Now we add the system of equations together:

15x+8x+6y-6y = 57+12

23x = 69

/23   /23

x = 3

Now we can plug this value back into one of the equations to get y:

5(3)+2y = 19

15+2y = 19

-15         -15

2y = 4

/2     /2

y = 2

Therefore, the solution to these system of equations is (3, 2)

Answer 2

Answer:

The solution of given system of equation is (3,2).

Step-by-step explanation:

The given system of equations is

$5x+2y=19$            .... (1)

$4x-3y=6$              .... (2)

Solve the system of equations using elimination method.

Multiply equation (1) by 3 and multiply equation (2) by 2.

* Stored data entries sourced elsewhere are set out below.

PR #1958, opened 2025-04-24
Add @rustbot reroll to pick a new reviewer

### LINKED ISSUE #1762: add "bors reroll"
https://github.com/rust-lang/rust/pull/119752#issuecomment-1894548307

@bors reroll

to pick a new reviewer

this has been haunting me

xizheyin:
Closes #1762


Kobzol:
Thanks for the PR! I think that we should first discuss the design though. I'm not sure if rerolling based on the diff is the most intuitive solution in all cases. If someone did `r? compiler` before, then rerolling should IMO select someone else from the compiler team/adhoc group, not determine the reviewer based on the file diff. We might thus have to store some per-issue data to remember that a team was previously requested for a review.

I opened a topic about this on Zulip: https://rust-lang.zulipchat.com/#narrow/channel/224082-triagebot/topic/.40rustbot.20reroll/with/514122139.

xizheyin:
I modified the logic:
Only when `r? group`, we will select a reviewer that has not been previously ASSIGNED. note that this won't work with `r? @username` because we explicitly specify the name.

I'll comment my changes in the code.

src/handlers/assign.rs
```diff
@@ -242,8 +265,14 @@ async fn set_assignee(issue: &Issue, github: &GithubClient, username: &str) {
             .await
         {
             log::warn!("failed to post error comment: {e}");
+            return Err(e);
         }
     }
+
+    state.data.names.insert(username.to_string());
+    state.save().await?;
```
xizheyin, line 273: When set assignee, we store it into database.

src/handlers/assign.rs
```diff
@@ -290,9 +318,11 @@ async fn determine_assignee(
                 ),
                 Err(
                     e @ FindReviewerError::NoReviewer { .. }
+                    // TODO: only NoReviewer can be reached here!
                     | e @ FindReviewerError::ReviewerIsPrAuthor { .. }
                     | e @ FindReviewerError::ReviewerAlreadyAssigned { .. }
-                    | e @ FindReviewerError::ReviewerOnVacation { .. },
+                    | e @ FindReviewerError::ReviewerOnVacation { .. }
+                    | e @ FindReviewerError::ReviewerPreviouslyAssigned { .. },
```
xizheyin, line 325: It's worth noting here. Should we use `unreachable!()` except `NoReviewer`?

src/handlers/assign.rs
```diff
@@ -804,6 +838,9 @@ fn candidate_reviewers_from_names<'a>(
             .iter()
             .any(|assignee| name_lower == assignee.login.to_lowercase());
 
+        let previous_reviewer_names = get_previous_reviewer_names(ctx, issue).await;
+        let is_previously_assigned = previous_reviewer_names.contains(&candidate);
```
xizheyin, line 842: It is used to know if the `candidate` is a previous reviewer.

src/handlers/assign.rs
```diff
@@ -818,6 +855,12 @@ fn candidate_reviewers_from_names<'a>(
                 Some(FindReviewerError::ReviewerAlreadyAssigned {
                     username: candidate.clone(),
                 })
+            } else if expansion_happened && is_previously_assigned {
+                // **Only** when r? group is expanded, we consider the reviewer previously assigned
+                // `r? @reviewer` will not consider the reviewer previously assigned
+                Some(FindReviewerError::ReviewerPreviouslyAssigned {
+                    username: candidate.clone(),
+                })
```
xizheyin, line 863: I've added logic here to determine if it's a previous Reviewer here **only** when `r? group` (expansion happened).

src/handlers/assign.rs
```diff
@@ -863,3 +906,19 @@ fn candidate_reviewers_from_names<'a>(
...
+    // Get the state of the warnings for this PR in the database.
+    let mut db = ctx.db.get().await;
+    let state: IssueData<'_, Reviewer> =
+        match IssueData::load(&mut db, &issue, PREVIOUS_REVIEWER_KEY).await {
+            Ok(state) => state,
+            Err(_) => return HashSet::new(),
+        };
+
+    state.data.names
+}
```
xizheyin, line 924: This corresponds to `set_assignee`, which stores, and this function is used to read from the database. `cfg!(test)` returns null in order to pass the `tests`.

src/handlers/assign/tests/tests_candidates.rs
```diff
@@ -41,10 +61,12 @@ impl TestCtx {
...
     }
 
-    fn run(self, names: &[&str], expected: Result<&[&str], FindReviewerError>) {
+    async fn run(self, names: &[&str], expected: Result<&[&str], FindReviewerError>) {
+        let ctx = create_test_context();
         let names: Vec<_> = names.iter().map(|n| n.to_string()).collect();
         match (
-            candidate_reviewers_from_names(&self.teams, &self.config, &self.issue, &names),
+            candidate_reviewers_from_names(&ctx, &self.teams, &self.config, &self.issue, &names)
+                .await,
```
xizheyin, line 69: Change the tests into async because `candidate_reviewers_from_names` is async.

ehuss:
Can you please update the description with a detailed explanation of what is changing. From the title it is not clear to me what this is doing.

src/handlers/assign.rs
```diff
@@ -678,7 +711,7 @@ async fn find_reviewer_from_names(
         }
     }
 
-    let candidates = candidate_reviewers_from_names(teams, config, issue, names)?;
+    let candidates = candidate_reviewers_from_names(ctx, teams, config, issue, names).await?;
```
Kobzol, line 714: Note that https://github.com/rust-lang/triagebot/pull/1947 completely refactors these tests and provides them access to an actual database, so it might be better to base the code on top of that.

Kobzol (commented):
Now that I think about it, remembering the previous requested name (`r? name`) would be required for `rustbot reroll`, but it shouldn't be required at all when we are just modifying the request logic to skip the existing reviewer.

In other words, you can get the current assignee directly from the `issue` passed to the handler. Then we should modify the assignment logic to ignore the previous assignee if a team (not a specific user) was requested.

src/handlers/assign.rs
xizheyin: Okay, when #1947 is merged, I'll rewrite the test.

xizheyin:
> Can you please update the description with a detailed explanation of what is changing. From the title it is not clear to me what this is doing.

As discussed in [#triagebot > @rustbot reroll @ 💬](https://rust-lang.zulipchat.com/#narrow/channel/224082-triagebot/topic/.40rustbot.20reroll/near/514136549), I optimized the logic for `r? group`. Each time an assignee is set, it is stored in the database, and when we use an `r? group`, such as `r? compiler`, I will take out the previously assigned reviewer from the database to avoid to assign a previous assignee.

However. the use of `r? @reviewer` to specify a specific assignee does not exclude the previous assignee, as this is explicitly specified.

xizheyin:
> In other words, you can get the current assignee directly from the issue passed to the handler.

`issue.assignees` seems to only return the current assignees, it may need the database if we want to get all the previous assignees of the issue.

ehuss:
> As discussed in [#triagebot > @rustbot reroll @ 💬](https://rust-lang.zulipchat.com/#narrow/channel/224082-triagebot/topic/.40rustbot.20reroll/near/514136549), I optimized the logic for `r? group`. Each time an assignee is set, it is stored in the database, and when we use an `r? group`, such as `r? compiler`, I will take out the previously assigned reviewer from the database to avoid to assign a previous assignee.
> 
> However. the use of `r? @reviewer` to specify a specific assignee does not exclude the previous assignee, as this is explicitly specified.

OK, can the description be updated to include that?  Or, if the design hasn't been concluded, can this be marked as a draft until it is ready?

Also, this doesn't seem like it would close https://github.com/rust-lang/triagebot/issues/1762, would it? That seems like a different thing of the ability to say "I want triagebot to pick someone else".

Kobzol:
FWIW, we have been discussing this in https://rust-lang.zulipchat.com/#narrow/channel/224082-triagebot/topic/.40rustbot.20reroll/with/514415765, and me and Jieyou Xu thought that having an explicit reroll command might not be needed if we make this change to the assignment logic.

xizheyin:
I rebase this PR to the newest version of master branch that is compatible with the latest `test_candidates.rs`.

Kobzol:
Hi, just wanted to note that I'll be at https://rustweek.org/, so I might not be able to take a look at this for a few days, but it's at the top of my TODO list :)

xizheyin:
It looks great. Have fun! I don't think the demand for this pr is so urgent.

src/handlers/assign.rs
```diff
@@ -92,9 +93,23 @@ const REVIEWER_ALREADY_ASSIGNED: &str =
 
 Please choose another assignee.";
 
+const REVIEWER_ASSIGNED_BEFORE: &str = "Requested reviewers are assigned before.
```
Kobzol, line 96:
```suggestion
const REVIEWER_ASSIGNED_BEFORE: &str = "Requested reviewer(s) were already assigned before.
```

src/handlers/assign.rs
```diff
@@ -92,9 +93,23 @@ const REVIEWER_ALREADY_ASSIGNED: &str =
...
 // Special account that we use to prevent assignment.
 const GHOST_ACCOUNT: &str = "ghost";
 
+/// Key for the state in the database
+const PREVIOUS_REVIEWER_KEY: &str = "previous-reviewer";
+
+/// State stored in the database
+#[derive(Debug, Clone, PartialEq, Default, serde::Deserialize, serde::Serialize)]
+struct Reviewers {
+    /// List of the last warnings in the most recent comment.
```
Kobzol, line 109: Wrong comment.

src/handlers/assign.rs
```diff
@@ -92,9 +93,23 @@ const REVIEWER_ALREADY_ASSIGNED: &str =
...
 
+const REVIEWER_ASSIGNED_BEFORE: &str = "Requested reviewers are assigned before.
+
+Please choose another assignee by using `r? @reviewer`.";
+
 // Special account that we use to prevent assignment.
 const GHOST_ACCOUNT: &str = "ghost";
 
+/// Key for the state in the database
+const PREVIOUS_REVIEWER_KEY: &str = "previous-reviewer";
```
Kobzol, line 104:
```suggestion
const PREVIOUS_REVIEWERS_KEY: &str = "previous-reviewers";
```

src/handlers/assign.rs
```diff
@@ -680,6 +710,8 @@ enum FindReviewerError {
     ReviewerIsPrAuthor { username: String },
     /// Requested reviewer is already assigned to that PR
     ReviewerAlreadyAssigned { username: String },
+    /// Requested reviewer is already assigned previously to that PR.
```
Kobzol, line 713:
```suggestion
    /// Requested reviewer was already assigned previously to that PR.
```

src/handlers/assign.rs
```diff
@@ -726,6 +758,13 @@ impl fmt::Display for FindReviewerError {
                     REVIEWER_ALREADY_ASSIGNED.replace("{username}", username)
                 )
             }
+            FindReviewerError::ReviewerPreviouslyAssigned { username } => {
+                write!(
+                    f,
+                    "{}",
+                    REVIEWER_ASSIGNED_BEFORE.replace("{username}", username)
```
Kobzol, line 765: `REVIEWER_ASSIGNED_BEFORE` doesn't seem to contain `{username}`? It shouldn't need any replacement.

src/handlers/assign.rs
```diff
@@ -963,6 +1008,12 @@ async fn candidate_reviewers_from_names<'a>(
                 Some(FindReviewerError::ReviewerAlreadyAssigned {
                     username: candidate.clone(),
                 })
+            } else if expansion_happend && is_previously_assigned {
```
Kobzol, line 1011: You don't need to check `expansion_happened` here. We should decide per-reviewer basis if they were expanded or not. It's enough to check `reviewer_candidate.origin` here.

Kobzol (commented):
Looks good, thank you. I would appreciate some tests though :) You could add a method to `AssignCtx` that will store a set of previously assigned names into the DB, and then check that these names will be ignored when expanded from a group/team, and will not be ignored when requested directly.

src/handlers/assign.rs
xizheyin: For more information, I add `{username}` in `REVIEWER_ASSIGNED_BEFORE`, but it does not seem to matter because `REVIEWER_ASSIGNED_BEFORE` will never show in comments, instead it could only return `FindReviewerError::NoReviewer` in `candidate_reviewers_from_names`.

xizheyin (commented):
I add three tests:
1. `r? team`, while there exists people who have not previous assigned in `team`
2. `r? compiler`, however, all the people in `team` have been previously assigned.
3. `r? @user`, regardless of whether `user` has been assigned or not.

src/handlers/assign.rs
Kobzol: I meant that we don't need to fill the username in this error message, as you said, it won't be shown in the comments.

src/handlers/assign.rs
```diff
@@ -280,8 +303,14 @@ async fn set_assignee(issue: &Issue, github: &GithubClient, username: &str) {
             .await
         {
             log::warn!("failed to post error comment: {e}");
+            return Err(e);
         }
     }
+
+    // Record the reviewer in the database
+    state.data.names.insert(username.to_string());
```
Kobzol, line 311: We should handle normalization. Ideally with a newtype, but that's probably overkill here, the code already uses lowercase conversions all over the place.

Let's:
- Normalize the name to lowercase before putting it into the set
- Add a comment to the `names` field in `Reviewers` that explains that the names are normalized to lowercase
- Check `name_lower` instead of `reviewer_candidate.name` when computing `is_previously_assigned`

src/handlers/assign/tests/tests_candidates.rs
```diff
@@ -71,15 +72,28 @@ impl AssignCtx {
         self
     }
 
+    async fn set_previous_reviewers(mut self, users: &[&User]) -> Self {
+        let mut db = self.test_ctx.db_client_mut();
+        for user in users {
```
Kobzol, line 77: Let's just create a set out of `users` and store it into the DB in one go, instead of iterating over each user. The name of the function is called `set`, not add or something, so it should overwrite the DB contents.

Kobzol (commented):
Thanks for the tests! Left some more comments.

$15x+6y=57$            .... (3)

$8x-6y=12$              .... (4)

Now, add the equations (3) and (4), to eliminate y.

$15x+8x=57+12$

$23x=69$

Divide both sides by 23.

$x=3$

The value of x is 3. Substitute x=3 in equation (1), to find the value of y.

$5(3)+2y=19$

$15+2y=19$

Subtract 15 from both the sides.

$2y=19-15$

$2y=4$

Divide both sides by 2.

$y=2$

The value of y is 2.

Therefore the solution of given system of equation is (3,2).